The Basics of Accumulation

The Basics of Accumulation for New Attendings

Accumulation Basics for Physicians


Assume you make a doctor’s salary and are just starting. You need to understand the basics of accumulation.

Of course, you got a late start since you are old after med school and residency and might have a negative net worth (student loans). At least you got a big shovel, so it’s time to start digging away!

This is accumulation basics for folks with big shovels who feel like they got a late start. After maxing out your retirement plans, what should I do next if I want to retire eventually?


A Statement of Net Worth

If you don’t measure where you are now, how will you know where you are headed? Net worth is your current footprint on your journey to wealth. Like hopscotch, it goes to and fro, up and down, so don’t pay it much attention. But you track it like you track your kids’ height as they grow.

The first basic task in accumulation is to figure out a statement of your net worth. Where are you now?

Assets minus Liabilities equals net worth.

Start with your assets :

  • Value of your home minus the amount on your mortgage
  • Retirement accounts
  • Any other cash or after-tax investments


Your liabilities include your mortgage, student loans, credit cards (which you should pay off as soon as possible), and any other debt you might have. New attendings may consider physician mortgages if they don’t have a 20% down payment for their starter home.

Assets minus liabilities equals your net worth. Have a plan to see that number grow.



Next, we stop by at insurance. If you have people who depend on your income, you need term life insurance and disability insurance.

Term life insurance. Not whole or permanent life insurance unless you have a specific indication. I like LeverageRx for Term Life Insrance as they shop around for the best rates for early career physicians.

And most residents and early attendings should strongly consider an independent disability policy.

Unbrella insurance is also important!


Savings Rate

What is your desired saving rate? It needs to be 20-50%, depending on your goals.

Your first goal (after getting out of debt and actually having a positive net worth) is to get enough FU money that you can have a modicum of control at your J.O.B. Even if you don’t plan to retire early, you want to work because you enjoy it rather than because you need the money.

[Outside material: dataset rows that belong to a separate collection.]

PR #548, opened 2024-01-24
[GEN-1076] Exclude genomic_location_explanation from release

rxu17:
**Purpose:** This is a draft PR. This PR is only allowing in certain release variables (excluding out the `genomic_location_explanation` and `Annotation_Status` variables for example) for the full maf csv.

**Changes:**
- Added `create_missing_columns` in `process_functions.py` Decided with this implementation on excluding variables because we have older full maf files that may have been processed 1-N releases ago, and doesn't contain new columns and features we added to maf processing since then. Because we append old full maf files and more recently processed maf files, we want to make sure they conform to a specific expected schema so we set the expected columns they should have and if they don't have the column, it's created and filled with missing values.

**Testing:**
- Unit tests written for the new function
- Ran on consortium and public release aspects of pipeline
- Ran in docker image

Depends on #545


genie/database_to_staging.py
```diff
@@ -35,6 +35,74 @@
 SV_CENTER_PATH = os.path.join(GENIE_RELEASE_DIR, "data_sv_%s.txt")
 BED_DIFFS_SEQASSAY_PATH = os.path.join(GENIE_RELEASE_DIR, "diff_%s.csv")
 
+FULL_MAF_RELEASE_SCHEMA = {
```
rxu17: One outstanding feature to this PR is if should we have a function that enforces these expected data types on the release file? Right now we just assume they are the expected / I pulled this from one of the full maf release files in the test pipeline and got their data types.

genie/process_functions.py
```diff
@@ -948,3 +948,35 @@ def create_new_fileformat_table(
...
+    for column, data_type in schema.items():
+        if column not in dataset.columns:
+            dataset = dataset.assign(**{column: missing_values[data_type]})
+
+        # only way to preserve NAs for these specific dtype columns
+        if data_type == "integer":
+            dataset[column] = dataset[column].astype("Int64")
+        elif data_type == "boolean":
+            dataset[column] = dataset[column].astype(pd.BooleanDtype())
+    return dataset[list(schema.keys())]
```
rxu17, line 982: On the fence about having this function also only including expected columns based on the input schema, given the function is `create_missing_column` but at the same time, since we're adding missing columns because it's not following the expected schema, maybe it does make sense for it to just subset the dataset on the expected columns

genie/process_functions.py
```diff
@@ -948,3 +948,35 @@ def create_new_fileformat_table(
...
+        "string": "",
+        "integer": None,
+        "float": float("nan"),
+        "boolean": None,
+    }
+    for column, data_type in schema.items():
+        if column not in dataset.columns:
+            dataset = dataset.assign(**{column: missing_values[data_type]})
+
+        # only way to preserve NAs for these specific dtype columns
```
rxu17, line 977: One behavior yet to be tested in `database_to_staging` is what are the downstream effects of converting to these pandas nullable data types (data types like int and boolean that typically doesn't allow NAs but these ones were created to allow NAs). 

But at the same time, we also don't know the data types of previously processed files vs newly processed files because they could be using different data types, so this helps conform that. Maybe another reason to enforce the schema data types. It doesn't seem like we've run into problems thus far with appending full maf files that were old and new for release but ... 

I was tempted to just omit this function and have us just subset the dataset to a list of expected full maf release variables and call that done as that's the simplest solution (with least downstream effects to test) and we aren't allowing in any new release variables so technically production data should still run given that before we just pulled the header of the 1st dataset on the file view list and used that as our expected columns designated.

I think all of this is also just further indication of needing more "realistic" test data to be more confident in the above implementation.

rxu17:
Also feels like we need to also enforce an expected schema for the full maf file during the [end of process_mutation](https://github.com/Sage-Bionetworks/Genie/blob/gen-1076-exclude-new-gn-var/genie/process_mutation.py#L486) given that we have this new variable `genomic_location_explanation`.

genie/database_to_staging.py
thomasyu888: Hmm, can you speak to how we would enforce these data types?  We do read the maf dataframe in with these dtypes right?

genie/process_functions.py
thomasyu888: I agree, I'm happy for you to comment out this function since you wrote it and revisit, but I think we should have a set schema for the MAF.

Definitely look at the simplest solution with least amount of tech debt.

genie/database_to_staging.py
rxu17: Yeah it seems like the maf dataframe gets read in and it takes these dtypes. We don't have code in the read_csv that specifies the dtype by column, it's just a regular [read_csv](https://github.com/Sage-Bionetworks/Genie/blob/develop/genie/database_to_staging.py#L769-L771)

We could enforce it when we read it in like this for example: `df = pd.read_csv(maf_data, dtype=FULL_MAF_RELEASE_SCHEMA)`

genie/process_functions.py
rxu17: Won't use

rxu17:
It was decided to just use a list of release variables for the full maf file to subset out the non-release variables.

genie/database_to_staging.py
```diff
@@ -35,6 +35,73 @@
 SV_CENTER_PATH = os.path.join(GENIE_RELEASE_DIR, "data_sv_%s.txt")
 BED_DIFFS_SEQASSAY_PATH = os.path.join(GENIE_RELEASE_DIR, "diff_%s.csv")
 
+FULL_MAF_RELEASE_COLUMNS = [
```
thomasyu888, line 38: Are these all the columns in the release maf right now?

thomasyu888 (approved):
🚀 LGTM!  Thanks for doing this!  I just had one comment, but going to pre-approve!

genie/database_to_staging.py
rxu17: Yeah, I looked at the [AACR maf file columns from the 16.1 consortium release](https://www.synapse.org/#!Synapse:syn5571527) and used those columns. Hopefully that's representative of all of the release maf columns we would have

PR #549, opened 2024-02-06
[GEN-974] Allow NaN, nan and NA strings for mutation data

rxu17:
**Purpose:** This is a draft PR. This PR allows in the "NaN", "nan" and "NA" strings for allele columns in the vcf and maf datasets because these are valid allele combinations.

**Changes:**
- [_convert_values_to_na in genie/transform.py](https://github.com/Sage-Bionetworks/Genie/pull/549/files#diff-f5e09cd8a62285bf7d3ff1917b948de18ec663c78a15a600176178682757fd8eR70)- new function to convert all occurrences of values in a dataframe to NA, this is a helper function that is used in the `_get_dataframe` methods of the `vcf.py` and `maf.py` files
- [_get_dataframe in maf.py](https://github.com/Sage-Bionetworks/Genie/pull/549/files#diff-323044b86c877fd4af48462d3e131927c1a76d6ecef14abf031d1847a7619718L373-L403)
- [_get_dataframe in vcf.py](https://github.com/Sage-Bionetworks/Genie/pull/549/files#diff-f5006d44639bc1a25df2986607f6edaf6f310b9139ef670420d09a38f5e04c98L40-L45)
-  I decided to add the allowing in of the "NaN", "nan" and "NA" strings in this method because we need this to occur for validation and processing, and this is the method that is used in both. I also had to do some special handling for maf files because they can allow in case insensitive column names. The in-depth reasoning behind allowing in  "NaN", "nan" and "NA" strings for ALL of the dataset, then converting them back to NA in **non-allele columns** can be found in the comments of the [JIRA ticket](https://sagebionetworks.jira.com/browse/GEN-974). Summary of reasoning is that it is difficult to use`read_csv` to only convert specific columns, especially since it already has a bunch of arguments for NA specific handling, and order of operations comes into play here. See the [docs for more details](https://pandas.pydata.org/pandas-docs/stable/reference/api/pandas.read_csv.html#pandas-read-csv). 

**Testing:**
- [X] Updated and ran pytests locally
- [X] Updated maf and vcf test files in test synapse project to include NaN, nan and NA as valid allele values and ran genie pipeline all the way through locally (integration test)
- [X] Ran genie pipeline under docker image

### DIFF
--- a/genie/transform.py
+++ b/genie/transform.py
@@ -1,6 +1,7 @@
 """This module contains all the transformation functions used throughout the GENIE
 package"""
 
+from typing import List
 import warnings
 
 import pandas as pd
@@ -68,14 +69,14 @@ def _convert_df_with_mixed_dtypes(read_csv_params: dict) -> pd.DataFrame:
 
 
 def _convert_values_to_na(
-    input_df: pd.DataFrame, values_to_replace: list, columns_to_convert: list
+    input_df: pd.DataFrame, values_to_replace: List[str], columns_to_convert: List[str]
 ) -> pd.DataFrame:
     """Converts given values to NA in an input dataset
 
     Args:
         input_df (pd.DataFrame): input dataset
-        values_to_replace (list): string values to replace with na
-        columns_to_convert (list): subset of columns to convert with na in
+        values_to_replace (List[str]): string values to replace with na
+        columns_to_convert (List[str]): subset of columns to convert with na in
 
     Returns:
         pd.DataFrame: dataset with specified values replaced with NAs
--- a/genie/transform.py
+++ b/genie/transform.py
@@ -64,3 +64,24 @@ def _convert_df_with_mixed_dtypes(read_csv_params: dict) -> pd.DataFrame:
         df = pd.read_csv(**read_csv_params, low_memory=False, engine="c")
     warnings.resetwarnings()
     return df
+
+
+def _convert_values_to_na(
+    input_df: pd.DataFrame, values_to_replace: list, columns_to_convert: list
+) -> pd.DataFrame:
+    """Converts given values to NA in an input dataset
+
+    Args:
+        input_df (pd.DataFrame): input dataset
+        values_to_replace (list): string values to replace with na
+        columns_to_convert (list): subset of columns to convert with na in
+
+    Returns:
+        pd.DataFrame: dataset with specified values replaced with NAs
+    """
+    if not input_df.empty:
+        replace_mapping = {value: None for value in values_to_replace}
+        input_df[columns_to_convert] = input_df[columns_to_convert].replace(
+            replace_mapping
+        )
+    return input_df
--- a/genie/transform.py
+++ b/genie/transform.py
@@ -1,5 +1,6 @@
 """This module contains all the transformation functions used throughout the GENIE
 package"""
+
 import warnings
 
 import pandas as pd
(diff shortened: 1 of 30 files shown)


genie/transform.py
```diff
@@ -64,3 +65,24 @@ def _convert_df_with_mixed_dtypes(read_csv_params: dict) -> pd.DataFrame:
...
+    Args:
+        input_df (pd.DataFrame): input dataset
+        values_to_replace (list): string values to replace with na
+        columns_to_convert (list): subset of columns to convert with na in
+
+    Returns:
+        pd.DataFrame: dataset with specified values replaced with NAs
+    """
+    if not input_df.empty:
+        replace_mapping = {value: None for value in values_to_replace}
```
thomasyu888, line 85: I see you're converting to `none` here, but should it be `float('nan')`

genie_registry/maf.py
```diff
@@ -370,34 +396,43 @@ def _get_dataframe(self, filePathList):
...
             # with R, quote=T
             "quoting": 3,
             # Retain completely blank lines so that
             # validator will cause the file to fail
             "skip_blank_lines": False,
         }
+
         mutationdf = transform._convert_df_with_mixed_dtypes(read_csv_params)
+
+        mutationdf = transform._convert_values_to_na(
```
thomasyu888, line 425: 👀 I did not think about this at all... Good catch!

thomasyu888 (approved):
🔥 Fantastic!  Going to approve, just a small comment.

genie/transform.py
rxu17: Thanks for bringing this up.

So, I'm seeing [this in maf.py's _validation](https://github.com/Sage-Bionetworks/Genie/pull/549/files#diff-323044b86c877fd4af48462d3e131927c1a76d6ecef14abf031d1847a7619718L199-R214) in which this is handled (originally). I'm not seeing anything in processing in annotation-tools for maf.py that resembles what is happening in validation. Which is surprising, because I would think we'd want to do the same?

I think I have to move part of the code from the above specifically to the [_convert_values_to_na in genie/transform.py](https://github.com/Sage-Bionetworks/Genie/pull/549/files#diff-f5e09cd8a62285bf7d3ff1917b948de18ec663c78a15a600176178682757fd8eR70) method just to make sure it's int/float dtypes for both validation and processing

Or am I missing something and we don't need them to be numeric for processing?

rxu17: After experimenting, I think having `None` works. A dataframe with string values and None (e.g: `pd.DataFrame({"bye":["2314", None, "124"]})`) converted to float will convert the column to float just fine.

rxu17: It seems like for `vcf` files' validation, we don't have to worry about this numeric stuff handling in validation or processing because `POS` is the only expected numeric column and it can't have NAs anyways.

So just maf processing side needs the handling

thomasyu888: So most of the heavy lifting of processing is done via genome nexus and once we write it out into a csv, it doesn't matter what "type" the column is. 

That said - we do want to be diligent about making sure the data itself isn't changing, but a '1' and 1 is going to look the same when we write it out (unless we deliberately add quotes)

rxu17: Ah I see, then I think it's okay as it is? Since we've come this far without much issue without having to implement that for the maf processing side. I am for keeping `None` mainly because we can have more than just numeric columns and conversion to numeric works fine even with `None` values in the column

PR #552, opened 2024-03-09
[GEN-1191] Add file logging

rxu17:
**Purpose:** This small PR adds specific file logging when getting all of the center input files for validation/processing. See JIRA ticket for more details but in the past we had run into issues during this step and knowing the exact file prior to the retrieving of the file is helpful.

Your savings rate correlates directly with when you reach financial independence and can work on your terms because you want to and because it fulfills your purpose in life. That’s what retirement is… when you work because you have to do it for non-financial reasons.


Asset Allocation

What is your asset allocation?

Early in accumulation, especially with a big shovel, it is fine to be 100/0 or 95/5 if you want some cash sitting around. Just buy VTI when you have money and never sell it. Also, please understand you make money when the market crashes and people panic and sell low. They transfer you their money but only if you don’t panic and sell low. You can’t ever do that. Not once in your life. Until you understand that volatility is a feature rather than a bug of the stock market, don’t invest.

And an emergency fund? A couple of months is fine, but isn’t that what a credit card is for when you know you have a big check coming in the mail every two weeks that will pay off most emergencies around the homestead?



What accounts do you have?

Here is the ideal: you have one retirement plan, a Roth something, and a brokerage account that includes your emergency fund (cash).

More often than not, you have a few retirement plans from training that you need to consolidate at some point. It will be painful now or later. Get everything in your employer retirement plan (if you want to do a backdoor Roth), or just pick a simple pre-tax IRA.

Speaking of Roth, above and beyond your retirement accounts, Roth is next best. Of course, Roth might be best at any year, depending on this year’s tax bracket. But, wow, that tax bracket arbitrage gets complicated quickly. Most with big shoves should save on taxes now and do traditional rather than Roth.

Next, most physicians should regularly invest in a brokerage account to reach an adequate savings rate. This is pay yourself first; set up a bi-weekly auto deduction from your bank account that automatically buys VTI. Of course, you can do a backdoor Roth before you fill up your brokerage account.

Your money makes money through entrepreneurship (you create your own business), real estate, or the stock market. The stock market is, by far and away, the best way to get passive income for the rest of your life. If you know what passive income actually means (and not what the real estate folks think it does), then you will know what I’m talking about. Real estate and entrepreneurship are optional on the path to wealth if you have a big shovel. Remember, it’s mostly about savings rate anyway during accumulation.


The Basics of Accumulation

The basics of accumulation require that you understand a few things, such as a statement of net worth, basic insurance needs, savings rate, and asset allocation. Understanding these basics gets you into the 99th %ile of financial literacy.

With a big shovel filling a big savings rate, you need only work to optimize your work and show up as your best self every day.